A four-legged foundation to a total open solution addresses this issue. The solution involves software, structure, documentation and methods (or best practices). Each of these connect and relate to the other foundations.
The open semantic framework is a software (and architecture) leg to this foundation. Again, however, what is interesting is that the mere swapping out of the structure can also make the system relatively ready for other domains.
These relationships are shown in the following diagram, which also shows that the DocWiki portions of the solution embody the documentation (aside from code-level comments) and methods legs of the foundation:
Differences between domains may also lead to differences as to which components are included or not in that domain’s desired instantiation.
An important point from the diagram above is that the content and methods in the DocWiki may be nearly universal to other domains.
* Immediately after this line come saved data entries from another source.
PR #60, opened 2015-11-06
Fix executing script installed from CPAN

ppisar:
It's not possible to execute scripts coming from CPAN. This is because the ~/extlib/bin is not in the PATH. Also ~/extlib/lib/perl5 must be added to Perl's include through environment variable in order to such script executed via kernel's execve() know where CPAN Perl modules  are installed.

This also augments the test/run script so that new tests can be added later.

### DIFF
--- a/5.20/s2i/bin/run
+++ b/5.20/s2i/bin/run
@@ -2,6 +2,12 @@
 
 set -e
 
+# CPAN can install scripts. They should be available from mod_perl too.
+export PATH=${PATH}:/opt/app-root/src/extlib/bin
+# And we have to set Perl include path too because mod_perl's PerlSwitches
+# does not apply to them.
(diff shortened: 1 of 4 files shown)


5.20/s2i/bin/run
```diff
@@ -2,6 +2,12 @@
 
 set -e
 
+# CPAN can install scripts. They should be available from mod_perl too.
+export PATH=${PATH}:${HOME}/extlib/bin
```
mfojtik: do not use $HOME variable, this might change unpredictable way, we prefer absolute path

ppisar: On Tue, Nov 10, 2015 at 05:02:48AM -0800, Michal Fojtik wrote:
> do not use $HOME variable, this might change unpredictable way, we prefer
> absolute path
> 
I corrected the patch not to use the HOME variable and rebased the branch.

PR #62, opened 2015-12-01
Change RH required labels based on updated spec

hhorak:
For full spec, see https://github.com/projectatomic/ContainerApplicationGenericLabels/blob/master/vendor/redhat/labels.md

### DIFF
--- a/5.16/Dockerfile.rhel7
+++ b/5.16/Dockerfile.rhel7
@@ -7,17 +7,18 @@ EXPOSE 8080
 ENV PERL_VERSION=5.16 \
     PATH=$PATH:/opt/rh/perl516/root/usr/local/bin
 
-LABEL io.k8s.description="Platform for building and running Perl 5.1.6 applications" \
+LABEL summary="Platform for building and running Perl 5.1.6 applications" \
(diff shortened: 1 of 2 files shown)


ppisar:
On Tue, Dec 01, 2015 at 02:34:42AM -0800, Honza Horak wrote:
>   * Change RH required labels based on updated https://github.com/projectatomic/ContainerApplicationGenericLabels/blob/master/vendor/redhat/labels.md
> 
I'm fine with this change. What's OpenShift people's opinion? Is renaming the `Name' label to `name' acceptable for you?

-- Petr

mfojtik:
@ppisar the only labels we care about are the k8s and openshift namespaced labels, so we have no problem changing that.

@hhorak is this still up to date with latest atomic 'standards'? If so I can merge it. Also @rhcarvalho was doing some cleanup of layers by combining the LABEL commands together, maybe worth sync with them  about that (and the other PR).

rhcarvalho:
@mfojtik all equivalent PRs with the same content in other image repos were either closed or merged and reverted, because the build system doesn't support the new labels yet.

hhorak:
Closing, since osbs does not allow these new specs yet.

PR #64, opened 2015-12-16
Add support for REGISTRY parameter

mfojtik:


ppisar:
On Wed, Dec 16, 2015 at 04:03:20AM -0800, Michal Fojtik wrote:
>   https://github.com/openshift/sti-perl/pull/64
> 
> -- Commit Summary --
> 
>   * Add support for REGISTRY parameter
> 
No problem with it. I only wonder why you used

+    if [[ ! -z "${REGISTRY}" ]]; then

instead of

+    if [[ -n "${REGISTRY}" ]]; then

-- Petr

mfojtik:
@ppisar yeah, that is better, I will change it. Thanks

PR #65, opened 2015-12-18
link to openshift docs

bparees:


ppisar:
On Fri, Dec 18, 2015 at 12:35:35PM -0800, Ben Parees wrote:
>   https://github.com/openshift/sti-perl/pull/65
> 
> -- Commit Summary --
> 
>   * link to openshift docs
> 
> -- File Changes --
> 
>     M 5.16/README.md (2)
> 
What about 5.20/README.md? Is the text applicable to 5.16 only?

-- Petr

bparees:
@ppisar actually i updated the wrong readme.  i've been trying to just update the top-level readme in all the repos but i touched the wrong one in this case.  Thanks for catching it.

fixing here:
https://github.com/openshift/sti-perl/pull/66

PR #67, opened 2016-01-12
Verify all installed packages using rpm -V

mfojtik:


mfojtik:
[test]

mfojtik:
@bparees 

package rh-perl520-devel is not installed
ERROR: perl-rhel7 failed testing.

First bug catched...

mfojtik:
@ppisar do you know why that package does not exists?

ppisar:
On Tue, Jan 12, 2016 at 03:50:38AM -0800, Michal Fojtik wrote:
> @ppisar do you know why that package does not exists?
> 
I know. That's because it's a typo. The "rh-perl520-devel" package should be
spelled "rh-perl520-perl-devel".

The reason why it the yum command succeeds even with the typo is because yum
reports success if at least one package is successfully installed.

The fix is to s/rh-perl520-devel/rh-perl520-perl-devel/ in 5.20/Dockerfile*.

-- Petr

ppisar:
On Tue, Jan 12, 2016 at 03:02:11AM -0800, Michal Fojtik wrote:
> 
>   * Verify all installed packages using rpm -V
> 
I don't understand the reason for this change. It obiously verifies only the
explicitely installed packages. It does not cover their implicit dependencies.
What's the purpose of it? Morever the yum argument can be an RPM Provide or
a file or a package group. These specification are not acceptable by rpm
command.

-- Petr

mfojtik:
@ppisar the reason why we do this is that we want to make sure that all rpms we explicitly mark to install are really installed and are not missing in the final image. This already happened for s2i-python image where the nss_wrapper was not installed even in the RHEL variant of the image.

The good solution for this is to have an option for `yum` to fail when one of the packages are not installed. But this option is not there yet and we don't want to go inspect the jenkins logs or OSBS logs if all packages are properly installed.

ppisar:
On Tue, Jan 12, 2016 at 05:55:59AM -0800, Michal Fojtik wrote:
> @ppisar the reason why we do this is that we want to make sure that all rpms
> we explicitly mark to install are really installed and are not missing in
> the final image. This already happened for s2i-python image where the
> nss_wrapper was not installed even in the RHEL variant of the image.
> 
I see. Have you considered plain "rpm -q". It's remarkably faster than "rpm
-V". Or "rpm -q --whatprovides" that would accept RPM Provides and files too.
The only uncovered yum specifier would be package group.

ppisar:
On Tue, Jan 12, 2016 at 02:43:39PM +0100, Petr Pisar wrote:
> On Tue, Jan 12, 2016 at 03:50:38AM -0800, Michal Fojtik wrote:
> > @ppisar do you know why that package does not exists?
> > 
> I know. That's because it's a typo. The "rh-perl520-devel" package should be
> spelled "rh-perl520-perl-devel".
> 
> The reason why it the yum command succeeds even with the typo is because yum
> reports success if at least one package is successfully installed.
> 
> The fix is to s/rh-perl520-devel/rh-perl520-perl-devel/ in 5.20/Dockerfile*.
> 
Should I write a fix as a separate pull request that you apply before the
verification commit, or will you handle it in your current pull request?

-- Petr

mfojtik:
@ppisar I can fix that in this PR, thanks.

PR #69, opened 2016-02-12
install gd-devel package

bparees:
fixes https://github.com/openshift/sti-perl/issues/68

### DIFF
--- a/5.16/Dockerfile
+++ b/5.16/Dockerfile
@@ -16,7 +16,7 @@ LABEL io.k8s.description="Platform for building and running Perl 5.1.6 applicati
 
 # TODO: Cleanup cpanp cache after cpanminus is installed?
 RUN yum install -y centos-release-scl && \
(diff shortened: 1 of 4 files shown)


bparees:
@nhr ptal

ppisar:
I'm against this commit. There is no reason why to install exactly this package. In general I'm against adding arbitrary package.

ppisar:
If you want put this OpenShift work around somewhere, put into base image. The gd requirement is nothing specific to Perl. You can have the same request in PHP, Python etc.

bparees:
@ppisar some packages are more commonly used by some frameworks than others.  eg imagemagick is a common php dep, even though it's not a php package, so i would install that in the php image, not the base image, at least as a starting point.

Whether this package falls in that category or not i'm less sure since i'm not a perl dev.

I'm ok w/ putting it in the base image instead, but first i'd like a little more confirmation that it is indeed commonly used by php/ruby/python/nodejs.

bparees:
this has been requested for python also so we'll add it to sti-base.

PR #76, opened 2016-04-06
revert logging stderr to stdout.

bparees:


bparees:
@mfojtik @ppisar @hhorak ptal, this reverts the stderr logging behavior for now because we need docker1.8 compatibility for OSE.

bparees:
(intentionally left as separate commits for easer re-reversion in the future, we will want to retain the typo fixes)

mnagy:
Why do you revert typo fixes and applying them back? Can't you just revert two commits?

bparees:
no because the typo fix commit causes conflicts that prevent reverting the other commits.  or my git-fu is weak.

mnagy:
I've only seen one conflict with the 5.20/test/run command. You can just resolve it manually, add it and commit. Then you'll end up with just two revert commits.

bparees:
@mnagy if you have a better approach, please just create the pull.

mnagy:
Done: https://github.com/openshift/sti-perl/pull/77

ppisar:
Please consider my pull request #78 instead fo mfojtik's #77.

PR #77, opened 2016-04-06
Revert logging to stderr changes that break us for Docker 1.8

mnagy:
This is an attempt that should be a bit lighter than #76. We can just revert these two commits when we want to bring back the changes.

@mfojtik @ppisar @hhorak @bparees


bparees:
lgtm, thanks @mnagy

mnagy:
Closing in favour of #78

PR #99, opened 2016-09-07
Support source-to-image-1.0.3

ppisar:
1.0.3 s2i tool does not support multiple --env arguments as introduced
in:

commit 08ad9bbaec9fd2f42addff74ee901b7005ecbd80
Author: Ben Parees bparees@redhat.com
Date:   Fri May 6 15:34:15 2016 -0400

```
don't pass an empty --env parameter to s2i
```

This patch adds a compatibility layer to tests to work with 1.0.3 again.

https://github.com/sclorg/s2i-perl-container/pull/84

### DIFF
--- a/5.20/test/run
+++ b/5.20/test/run
@@ -204,13 +204,32 @@ test_application() {
 # Second argument is function that expects running application. The function
 # must return (or terminate with) non-zero value to report an failure,
 # 0 otherwise.
-# Third argument is s2i --env argument value.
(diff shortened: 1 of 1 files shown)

Because the deltas between domains largely result from structure and what specific functional components are included or not, it becomes clear that most documentation and practices shared with the DocWiki will be applicable across domains. Though the use cases and some of the specific terminology may change, the remainder shows a high degree of re-usability of documentation and knowledge base across markets. This realization makes the usefulness and leverage of the DocWiki even higher.
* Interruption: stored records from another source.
PR #103, opened 2016-10-27
rh-perl524 support

ppisar:
This patchset adds support for rh-perl524 collection. It adds support for source-to-image-1.0.3 as discussed on https://github.com/sclorg/s2i-perl-container/pull/99 to work on Fedora 23. Then it adds support for rh-perl524 collection and finally it disables the collection in the top-level Makefile because CentOS is still missing the rh-perl524 packages (not to break automated CentOS tests). The last commit will be reverted once the collection appears in the CentOS.


hhorak:
No changes from 5.20, except cpanminus is now available as RPM, which is nice. So LGTM. Thanks!

PR #106, opened 2016-11-10
Fix using subscription in container

omron93:
Enabling host repositories didn't work with docker 1.10 and newer inside OpenStack. It was fixed in latest rhel7 base release, so using 'rhel7' base image is required for RHEL CI. Postgresql PR - sclorg/postgresql-container#150

Also to enable repositories inside container running 'yum' first is required - see https://access.redhat.com/solutions/1443553 . Similar to sclorg/s2i-base-container#99 .

@hhorak @bparees Please take a look and merge.

### DIFF
--- a/5.16/Dockerfile.rhel7
+++ b/5.16/Dockerfile.rhel7
@@ -20,7 +20,10 @@ LABEL BZComponent="openshift-sti-perl-docker" \
       Architecture="x86_64"
 
 # TODO: Cleanup cpanp cache after cpanminus is installed?
-RUN yum-config-manager --enable rhel-server-rhscl-7-rpms && \
+# To use subscription inside container yum command has to be run first (before yum-config-manager)
+# https://access.redhat.com/solutions/1443553
+RUN yum repolist > /dev/null && \
+    yum-config-manager --enable rhel-server-rhscl-7-rpms && \
     yum-config-manager --enable rhel-7-server-optional-rpms && \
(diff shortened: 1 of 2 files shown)


ppisar:
On Thu, Nov 10, 2016 at 03:25:03AM -0800, Marek Skalický wrote:
> Enabling host repositories didn't work with docker 1.10 and newer inside
> OpenStack. It was fixed in latest rhel7 base release, so using 'rhel7' base
> image is required for RHEL CI. Postgresql PR
> - sclorg/postgresql-container#150
> 
> Also to enable repositories inside container running 'yum' first is required
> - see https://access.redhat.com/solutions/1443553 . Similar to
> sclorg/s2i-base-container#99 .
> 
Could you please write this into the commit message? The commit should explain
why you did the change.

Without any explanation in the code or in the commit message I would revert
this change because on the first sight, the "yum repolist" is absolutly
useless.

Moreover is this a work-around for temporary bug or is this a permament
solution?

-- Petr

omron93:
@ppisar Is it better now?

> Moreover is this a work-around for temporary bug or is this a permament solution?

This is how using subscription in rhel containers officially works.

From https://access.redhat.com/solutions/1443553:
> NOTE: Until the first yum command is run, /etc/yum.repos.d/redhat.repo contains no repositories, so yum-config-manager will not enable/disable anything.

bparees:
even better, put a comment in the dockerfile explaining why it's being done.

hhorak:
Makes sense, LGTM.

PR #107, opened 2016-11-11
Fix using subscription in container

hhorak:
To use subscription inside container yum command has to be run first (before yum-config-manager)


hhorak:
This is the same change as done in PR#106, which won't be tested now anyway, so merging.

PR #109, opened 2016-11-11
New labels for OSBS

hhorak:
Labels now should follow spec at https://github.com/projectatomic/ContainerApplicationGenericLabels/blob/master/vendor/redhat/labels.md


ppisar:
In line with the new label convetions
<https://github.com/projectatomic/ContainerApplicationGenericLabels/blob/master/vendor/redhat/labels.md#naming-and-versioning-related-labels>.
This is backward incompatible change.

hhorak:
> This is backward incompatible change.

Yes, but there are reason why I believe we can still do this change:
* the change is only in capitalization (except BZComponent)
* osbs authors proposed exactly this change (no problem for internal build service)
* we didn't document this as something what is "part of API" and people should depend on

- ↑ Citizen Dan is an open source system for aggregating different indicator data concerning local, community well-being. Information sources may include the Web, real-time feeds, government datasets, municipal government information systems, or crowdsourced data. Information can range from standard structured data to local narratives, including from minutes and reports, contributed stories, blogs or news outlets. The ‘raw’ input data can come in essentially any format, which is then converted to a standard form with consistent semantics. See current details with screenshots.
- ↑ A best practices approach makes explicit splits between the “ABox” (for instance data) and “TBox” (for ontology schema) in accordance with a working definition for description logics, a fundamental underpinning for how to use RDF:“Description logics and their semantics traditionally split concepts and their relationships from the different treatment of instances and their attributes and roles, expressed as fact assertions. The concept split is known as the TBox (for terminological knowledge, the basis for T in TBox) and represents the schema or taxonomy of the domain at hand. The TBox is the structural and intensional component of conceptual relationships. The second split of instances is known as the ABox (for assertions, the basis for A in ABox) and describes the attributes of instances (and individuals), the roles between instances, and other assertions about instances regarding their class membership with the TBox concepts.”
- ↑ See M. K. Bergman, 2009. The Open World Assumption: Elephant in the Room, December 21, 2009. The open world assumption (OWA) generally asserts that the lack of a given assertion or fact being available does not imply whether that possible assertion is true or false: it simply is not known. In other words, lack of knowledge does not imply falsity. Another way to say is it that everything is permitted until it is prohibited. OWA lends itself to incremental and incomplete approaches to various modeling problems.
- ↑ Of course, things are always not so simple as this. The CMS layer gives the open semantic framework the ready ability to change themes and layouts (”skins), not to mention the breadth and specifics of what ancillary site functionality might be provided. Moreover, the module basis of the open semantic framework also means that entire clusters of functionality might be dropped from a given instantiation (or added to it!) without violating or negating this framework.
- ↑ Dictionary references are from Merriam-Webster and Wikitionary.